Мы смотрим друг на друга так, как смотрят те, кто вчера впервые целовался, и с тех пор больше не виделся.
Мой образ рассыпается, хотя я ещё пытаюсь корчить грустное лицо. В сочетании с неудержимо растущей улыбкой получается, должно быть, что-то странное, потому что Юлина улыбка блекнет.
– Всё в порядке? Ты какой-то странный…
Барабанная дробь. И вот вуаля, выкладываю козырь на стол.
– У меня отец умер.
Всё. Жалейте меня все. Я ведь весь из себя такой страдающий. Разбитый. Особенный.
– Ох мать твою… – бормочет Китаец, выуживая мокрыми пальцами сигарету из пачки.
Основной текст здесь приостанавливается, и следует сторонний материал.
Issue #1338, opened 2026-06-06
Content Ops Operating Model — build tracker (where we left off)


canfieldjuan:
Tracking issue for the staged build of the content-marketing operating model (`docs/content_ops_operating_model.md`). **Paused here** — all merged work is on `main`.

## Status

| Slice | What it lands | PR | State |
|---|---|---|---|
| doc | the operating model writeup + diagram | #1327 | ✅ merged |
| 1 | review vocabulary (`RiskTier`, `ReviewDecision`, `FailureCategory`, `GateStage`, `REQUIRED_REVIEW_BY_TIER`, `ExceptionRecord`, `recurring_failure_categories`) | #1329 | ✅ merged |
| 2 | triage (`TriageDecision`/`TriageRequest`) + `ExperimentContract` | #1331 | ✅ merged |
| 3 | claims map (`ClaimStatus`, `RegistryClaim`, `ExtractedClaim`, `MappedClaim`, `map_claim`/`build_claims_map`/`blocking_claims`/`is_clear`) | #1333 | ✅ merged |
| 4 | Content-PR + coverage matrix — composes 1+3 into `review_verdict()` under "no required rule passes silently" | #1335 | ✅ merged |
| 5 | adversarial pass + calibration library | — | ⏸️ not started |

All on `main` as of `4ab7308`. Code lives in `extracted_content_pipeline/{review_contract,claims_map,content_pr}.py`; tests in `tests/test_extracted_content_{review_contract,triage_experiment,claims_map,pr}.py`.

## What's deterministic-and-done
Slices 1–4 are the pure, additive, LLM-free core: typed vocabulary → triage/experiment schemas → claims-vs-registry status → a Content-PR whose verdict **cannot silently approve** (it blocks on an unpinned rule packet, an empty/unresolved coverage matrix, mismatched/expired claims, or blocking comments). Review across these slices caught — and fixed — three real silent-pass holes (enum identity vs value comparison; empty-matrix approval; failed-status string handling).

## Next (slice 5) — needs a scope nod before starting
Like slice 3, land the **deterministic core** and defer the LLM:
- **Calibration library** — a typed store of curated review examples (approved / rejected / borderline / voice-drift / overclaim…) that anchors human + model reviewers.
- **Adversarial pass** — the data model for a second independent review pass + a deterministic disagreement/merge helper between two passes (the *orchestration* of multi-model disagreement stays parked per the doc).
[...]

PR #1487, opened 2026-06-11
Content-Ops calibration library + adversarial pass (operating-model slice 5)

canfieldjuan:
Plan: plans/PR-Content-Ops-Calibration-Library.md
Slice phase: Vertical slice

Lands the full deterministic core of operating-model slice 5 (#1338) exactly as
the tracker row defines it: the review calibration library (5a) -- a pure typed
store of curated review examples that anchors human and model reviewers, with
approve-with-exception overrides feeding back into it -- plus the adversarial
pass (5b) -- the data model for a second independent review pass and the
deterministic corroboration/disagreement/merge helpers between two passes. Pure
value modules -- no I/O, no Atlas imports, no DB, no LLM. No host/MCP wiring;
the marketer-verify MCP surface (#1353) is unchanged. Over the 400-LOC soft cap
because the two halves are one tracker row and over half the diff is the
detection-coverage test suite; production modules total ~400 LOC (justified in
the plan).

## Intentional
- Pure value modules; only in-package imports (review_contract, content_pr).
- Label polarity is a fixed value-based data table; BORDERLINE has no polarity
  (it is the studied judgment-call case, not a clean exemplar).
- Label coverage / blind-spot reporting counts only teachable examples, so a
  decoded record carrying a label without excerpt/reasoning never hides a gap.
- The library is immutable; curation builds a new one (frozen-record convention).
- example_from_exception defaults to a BORDERLINE override anchor, fixes the
  verdict to APPROVED_WITH_EXCEPTION, and takes a caller suffix to keep repeat
  overrides of the same rule distinct.
- comment_from_finding cannot produce a blocking comment: the doc's "still not
  a judge" invariant is hard-coded at the seam, so only the accountable editor
  escalates a model objection to blocking.
- merge_findings collapses only exact duplicates; deciding two differently
  worded same-category objections are "the same" is a judgment call the module
  refuses to make.
- Disagreement is computed, not acted on: route-to-human orchestration stays
  parked per the operating-model doc.

## Deferred
- LLM scoring of a fresh draft against the calibration anchors (stage 3C),
  gated behind the #1435 reliability work.
- The adversarial prompts/models that produce AdversarialFinding rows (the LLM
  step, same deferral).
- Model-disagreement orchestration (parked per the doc until slices 1-5 prove
  out).
- Host persistence / a curated seed set: this ships the types + queries only.

## Parked hardening
- None.

## AI reconciliation
- [chatgpt-codex-connector] extracted_content_pipeline/calibration_library.py:204
  "Use teachable examples when reporting label coverage" - FIXED: labels_covered
  and missing_labels now derive coverage from teachable examples only; a label
  represented solely by a no-excerpt/no-reasoning record is reported as a gap.
  Negative fixture added (test_unteachable_example_does_not_count_as_label_coverage).
- [copilot-pull-request-reviewer] extracted_content_pipeline/calibration_library.py:155
  "by_failure_category should be typed optional" - FIXED: parameter annotated
  FailureCategory | None; the type: ignore in the None-branch test is dropped.
- [copilot-pull-request-reviewer] extracted_content_pipeline/calibration_library.py:166
  "by_verdict should accept None in its signature" - FIXED: parameter annotated
  ReviewDecision | None; the type: ignore in the None-branch test is dropped.
- [copilot-pull-request-reviewer] plans/PR-Content-Ops-Calibration-Library.md
  "Why section must justify the >400 LOC overage" - FIXED (outdated thread):
  the Why section now ties the overage to the single tracker row and the
  detection-coverage test contract, and the plan/body diff-size summaries match.
- [reviewer MAJOR] extracted_content_pipeline/calibration_library.py:234
  "example_id collides for repeat overrides of the same rule" - FIXED:
  example_from_exception takes a caller-supplied suffix appended as
  override:{rule}:{suffix}, and the docstring states the id is not unique
  without one. Disambiguation + blank-suffix fixtures added.
- [reviewer NIT] extracted_content_pipeline/calibration_library.py:166
  "annotations contradict the documented None contract" - FIXED with the two
  Copilot findings above.
- [reviewer NIT] extracted_content_pipeline/adversarial_pass.py:175 "harden the
  3.10 StrEnum shim" - FIXED: the fallback shim now sets __str__ = str.__str__
  (matching CPython's real StrEnum) so the [adversarial:...] prefix formats
  identically on both interpreter paths under str()/format()/f-strings.
- [reviewer NIT] extracted_content_pipeline/adversarial_pass.py:175 "decoded None
  message leaks the literal string None into the comment" - FIXED:
  comment_from_finding now uses the module's _nonempty guard for message and
  evidence; a null message yields the bare prefix and null evidence yields "".
  Negative fixture added (test_comment_from_decoded_none_does_not_leak_none_text).
- [reviewer NIT, both passes] "verification counts don't reproduce" - FIXED:
  counts re-measured at head on every push (now 22 calibration + 18
  adversarial, 93 with siblings).

## Verification
- Reviewer rules triggered: R1, R2, R10, R14.
- pytest slice 5 (both halves) + sibling slices 1/3/4 -- 93 passed (22
  calibration + 18 adversarial new; no sibling regression).
- python3 scripts/audit_extracted_pipeline_ci_enrollment.py -- OK, 167 enrolled.
- python3 scripts/audit_extracted_standalone.py --fail-on-debt -- 0 findings.

## Diff size
7 files, ~410 LOC production modules + ~480 LOC tests (over the soft cap;
justified in the plan -- one tracker row, test-heavy by the detection-coverage
contract).

### DIFF
--- a/extracted_content_pipeline/adversarial_pass.py
+++ b/extracted_content_pipeline/adversarial_pass.py
@@ -1,0 +1,181 @@
+"""Content-ops adversarial review pass (operating-model slice 5b).
+
+The deterministic core of the **adversarial pass** from
+``docs/content_ops_operating_model.md``: a second, independent model-assisted
+pass whose only job is to find the strongest reason a draft should *not* ship
+-- overclaims, ambiguity, reader objections, promise/CTA mismatch, generic
+stretches, missing proof, voice slips. This module is the data model for that
+pass plus the deterministic disagreement/merge helpers between two independent
+passes. Pure value types + pure functions -- no I/O, no Atlas imports, no DB,
+no LLM.
+
+The pass is **not a judge**: findings are evidence the accountable editor
+resolves. That invariant is enforced at the seam -- a finding converts to a
+*non-blocking* :class:`~.content_pr.ReviewComment`; only the editor decides
+what blocks. Running the prompts that *produce* findings, and the
+model-disagreement orchestration (route-to-human on an A-pass/B-fail split),
+stay parked per the doc.
+"""
+
+from __future__ import annotations
+
+from dataclasses import dataclass
+from typing import Mapping
+
+try:
+    from enum import StrEnum
+except ImportError:  # pragma: no cover - Python 3.10 CI compatibility
+    from enum import Enum
+
+    class StrEnum(str, Enum):
+        pass
+
+from .content_pr import CommentCategory, ReviewComment
+
+
+class AdversarialFindingCategory(StrEnum):
+    """The doc's adversarial-pass target list: reasons a draft should not ship."""
+
+    OVERCLAIM = "overclaim"
+    AMBIGUITY = "ambiguity"
+    READER_OBJECTION = "reader_objection"
+    PROMISE_CTA_MISMATCH = "promise_cta_mismatch"
+    GENERIC_STRETCH = "generic_stretch"
+    MISSING_PROOF = "missing_proof"
+    VOICE_SLIP = "voice_slip"
+
+
+def _nonempty(value: object) -> bool:
+    """True only for a non-empty, non-whitespace ``str`` (None/non-str -> False).
+
+    Same robustness contract as the sibling slices: findings may be decoded from
+    a model's JSON output, so a ``None`` message counts as missing, never raises.
+    """
+
+    return isinstance(value, str) and bool(value.strip())
+
+
+@dataclass(frozen=True)
+class AdversarialFinding:
+    """One "strongest reason this should not ship" from an adversarial pass.
+
+    ``message`` is the objection; ``evidence`` is the quoted draft text it
+    points at; ``location`` is where in the draft. A finding with no message or
+    no evidence is noise, not a finding -- see :meth:`is_substantiated`.
+    """
+
+    category: AdversarialFindingCategory
+    message: str = ""
+    evidence: str = ""
+    location: str = ""
+
+    def is_substantiated(self) -> bool:
+        """True only when the finding carries both an objection and evidence.
+
+        An unsubstantiated finding cannot anchor an editor decision; the
+        substantiated filter is what keeps a chatty pass from flooding review.
+        """
+
+        return _nonempty(self.message) and _nonempty(self.evidence)
+
+
+@dataclass(frozen=True)
+class AdversarialPass:
+    """One independent adversarial pass over a draft.
+
+    ``source`` records the prompt/model identity that produced the pass (e.g.
+    ``"adversarial-prompt@v2 / model-b"``) so two passes are distinguishable;
+    independence of the two sources is the caller's responsibility.
+    """
+
+    pass_id: str
+    source: str = ""
+    findings: tuple[AdversarialFinding, ...] = ()
+
+    def categories(self) -> frozenset[AdversarialFindingCategory]:
+        """The distinct finding categories this pass raised."""
+
+        return frozenset(f.category for f in self.findings)
+
+    def substantiated(self) -> tuple[AdversarialFinding, ...]:
+        """Only the findings carrying both message and evidence, in order."""
+
+        return tuple(f for f in self.findings if f.is_substantiated())
+
+
+def corroborated_categories(
+    first: AdversarialPass, second: AdversarialPass
+) -> frozenset[AdversarialFindingCategory]:
+    """Categories BOTH passes raised independently (the strongest signal).
+
+    StrEnum set intersection is value-based, so a category decoded as a plain
+    string in one pass still corroborates the enum member in the other.
+    """
+
+    return first.categories() & second.categories()
+
+
+def disagreement_categories(
+    first: AdversarialPass, second: AdversarialPass
+) -> frozenset[AdversarialFindingCategory]:
+    """Categories exactly one pass raised (the disagreement surface).
+
+    This is the *data* for the parked orchestration: what to do about a
+    disagreement (route to human, log the override) is deliberately not decided
+    here -- deterministic blockers always block and model findings always go to
+    a human regardless, per the doc.
+    """
+
+    return first.categories() ^ second.categories()
+
+
+def merge_findings(
+    first: AdversarialPass, second: AdversarialPass
+) -> tuple[AdversarialFinding, ...]:
+    """All findings from both passes, first-pass order then second, de-duplicated.
+
+    Only *exact* duplicates (same category, message, evidence, location) merge;
+    two differently-worded objections in the same category are both kept --
+    collapsing them would be a judgment call, and this module does not judge.
+    """
+
+    merged: list[AdversarialFinding] = []
+    seen: set[AdversarialFinding] = set()
+    for finding in first.findings + second.findings:
+        if finding not in seen:
+            seen.add(finding)
+            merged.append(finding)
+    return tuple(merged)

Влажным пальцем крутит колёсико зажигалки, не высекает искру, и спрашивает меня:
– Зажига есть?
– Лёша, ты дебил? – качает головой Юля, поднимается, берёт мою ладонь в руки. Её пальцы мокрые и тёплые.
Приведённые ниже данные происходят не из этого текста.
PR #658, opened 2022-06-22
Alternative lammps parse

Leimeroth:
Another approach to parsing without readlines() and multiple loops

EDIT (@liamhuber -- correct if I'm wrong about this, Niklas): Intended to solve #671

### DIFF
--- a/pyiron_atomistics/lammps/base.py
+++ b/pyiron_atomistics/lammps/base.py
@@ -639,14 +639,13 @@ class LammpsBase(AtomisticGenericJob):
                             read_thermo = False
                             continue
                         thermo_lines += l
-                
+
                     if l.startswith("Step"):
                         read_thermo = True
                         thermo_lines += l
 
-                dfs.append(pd.read_csv(
-                        StringIO(thermo_lines), delim_whitespace=True
-                    ))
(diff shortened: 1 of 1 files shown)


pmrv:
Based on this I've found a version that is even more efficient, will push it when I have cleaned it up.  In the meantime feel free to merge #657, so you don't need to wait for me.

jan-janssen:
Using a for loop could be an issue performance wise, is it possible to solve this with arrays as @samwaseda did before?

Leimeroth:
I am not sure what @samwaseda did, but the previous implementation read in the whole file into memory and then did multiple list comprehensions and initialized seperate StringIO and DataFrame instances for each line, so I assume this is a improvement already.
Anyway @pmrv did some tests and already found a better version so this was not merged yet, but only exists as a reminder.

Leimeroth:
@pmrv should I merge this or do you want to create a PR for your version?

jan-janssen:
> @pmrv should I merge this or do you want to create a PR for your version?

Can we still do a set of benchmarks before we merge these changes? I have the feeling we are moving back and forth with the LAMMPS parser, so I would like to have clear reasoning why we choose one implementation over another.

Leimeroth:
up

pmrv:
At this point, let's just merge this and revisit with pymatgen parser at some point in the future.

Она смотрит мне в глаза, её губы дрожат – не знает, что сказать. Китаец и Жмен тоже молчат, с тупыми рожами глядя в песок. Достаю сигарету, закуриваю.
– Пойдём, – говорит Юля, – и тянет меня за руку к лесу. Жмен кивает, и хлопает меня по плечу.
– Держись, чувак.
– Да, чувак… Держись… – вторит ему Китаец.
Пропадает желание быть в центре внимания, и глушить всех Великой Новостью. Кажется, чуваки просто не знают, как себя вести, и вообще как относиться к тому, что у меня случилось. Я их понимаю. Я и сам пока не знаю, и на всякий случай не отношусь никак.
– Я тебе звонила утром, но никто трубку не взял… – говорит Юля – тихо, будто опасаясь потревожить во мне громкими словами что-то оголённое и запредельно чувствительное.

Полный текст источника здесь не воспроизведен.